To do:
Beginning at the top of the data below, write out every line exactly until you reach the line with "### LINKED ISSUE", and include that line.

[Dataset Boundary: Start]

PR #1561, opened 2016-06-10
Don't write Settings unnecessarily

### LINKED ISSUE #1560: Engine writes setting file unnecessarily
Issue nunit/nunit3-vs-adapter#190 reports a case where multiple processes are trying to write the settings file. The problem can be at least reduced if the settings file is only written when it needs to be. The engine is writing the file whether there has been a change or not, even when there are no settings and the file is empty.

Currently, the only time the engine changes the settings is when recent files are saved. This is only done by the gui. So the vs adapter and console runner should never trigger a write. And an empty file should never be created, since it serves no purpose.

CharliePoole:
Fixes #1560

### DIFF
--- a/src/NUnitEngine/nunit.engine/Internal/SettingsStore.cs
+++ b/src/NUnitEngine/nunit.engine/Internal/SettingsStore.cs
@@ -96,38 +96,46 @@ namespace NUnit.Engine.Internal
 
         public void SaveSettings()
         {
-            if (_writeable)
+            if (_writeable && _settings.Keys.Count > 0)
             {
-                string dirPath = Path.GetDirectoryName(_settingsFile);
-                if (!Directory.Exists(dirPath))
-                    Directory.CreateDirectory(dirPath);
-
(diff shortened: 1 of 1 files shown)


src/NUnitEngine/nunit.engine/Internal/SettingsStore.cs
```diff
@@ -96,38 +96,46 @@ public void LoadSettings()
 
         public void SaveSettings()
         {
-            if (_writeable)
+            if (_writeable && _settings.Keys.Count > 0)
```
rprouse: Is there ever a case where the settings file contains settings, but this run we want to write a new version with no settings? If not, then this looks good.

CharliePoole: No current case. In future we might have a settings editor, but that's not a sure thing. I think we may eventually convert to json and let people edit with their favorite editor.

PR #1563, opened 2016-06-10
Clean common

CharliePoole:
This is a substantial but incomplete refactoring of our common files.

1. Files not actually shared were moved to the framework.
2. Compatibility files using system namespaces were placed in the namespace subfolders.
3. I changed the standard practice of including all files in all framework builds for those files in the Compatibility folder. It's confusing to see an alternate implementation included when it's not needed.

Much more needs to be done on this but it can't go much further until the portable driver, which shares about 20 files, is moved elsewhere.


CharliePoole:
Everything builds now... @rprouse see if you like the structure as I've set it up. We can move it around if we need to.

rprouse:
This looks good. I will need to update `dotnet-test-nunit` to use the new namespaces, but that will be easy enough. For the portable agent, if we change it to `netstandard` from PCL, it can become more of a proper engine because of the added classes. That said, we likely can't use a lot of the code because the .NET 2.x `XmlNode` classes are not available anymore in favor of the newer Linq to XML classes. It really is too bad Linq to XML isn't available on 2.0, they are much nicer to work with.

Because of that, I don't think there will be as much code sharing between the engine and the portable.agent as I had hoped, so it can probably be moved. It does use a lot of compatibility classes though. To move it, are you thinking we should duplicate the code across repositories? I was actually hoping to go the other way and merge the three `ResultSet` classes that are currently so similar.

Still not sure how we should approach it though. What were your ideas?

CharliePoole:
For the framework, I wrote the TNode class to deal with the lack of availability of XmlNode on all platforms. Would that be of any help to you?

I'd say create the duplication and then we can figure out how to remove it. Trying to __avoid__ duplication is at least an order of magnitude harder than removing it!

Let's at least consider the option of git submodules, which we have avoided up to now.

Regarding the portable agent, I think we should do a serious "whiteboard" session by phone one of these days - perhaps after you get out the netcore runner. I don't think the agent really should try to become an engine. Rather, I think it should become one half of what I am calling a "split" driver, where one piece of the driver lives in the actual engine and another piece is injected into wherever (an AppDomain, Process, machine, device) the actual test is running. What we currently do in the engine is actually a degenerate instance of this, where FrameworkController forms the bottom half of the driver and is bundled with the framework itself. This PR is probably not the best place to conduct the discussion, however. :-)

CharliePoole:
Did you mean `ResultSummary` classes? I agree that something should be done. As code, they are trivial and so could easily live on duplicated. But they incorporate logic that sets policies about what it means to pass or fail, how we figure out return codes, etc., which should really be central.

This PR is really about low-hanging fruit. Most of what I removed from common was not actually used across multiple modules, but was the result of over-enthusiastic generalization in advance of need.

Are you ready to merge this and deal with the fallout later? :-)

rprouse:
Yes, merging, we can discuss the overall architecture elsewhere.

[Dataset Boundary: End]

Output of the exercise:
PR #1561, opened 2016-06-10
Don't write Settings unnecessarily

### LINKED ISSUE #1560: Engine writes setting file unnecessarily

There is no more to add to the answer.